------ Extracted information ------
PR #995, opened 2020-11-02
PXB-2335 Documentation: Prevent back up if Source system (DB) version…

patrickbirch:
… is higher then current PXB version (8.0)

modified:   source/index.rst
added: source/using_xtrabackup/comparison.rst


rahulmalik87 (approved):
LGTM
------
Task statement. Your answer should be a single number: the count of lines in the records that contain "version".

Answer area. 2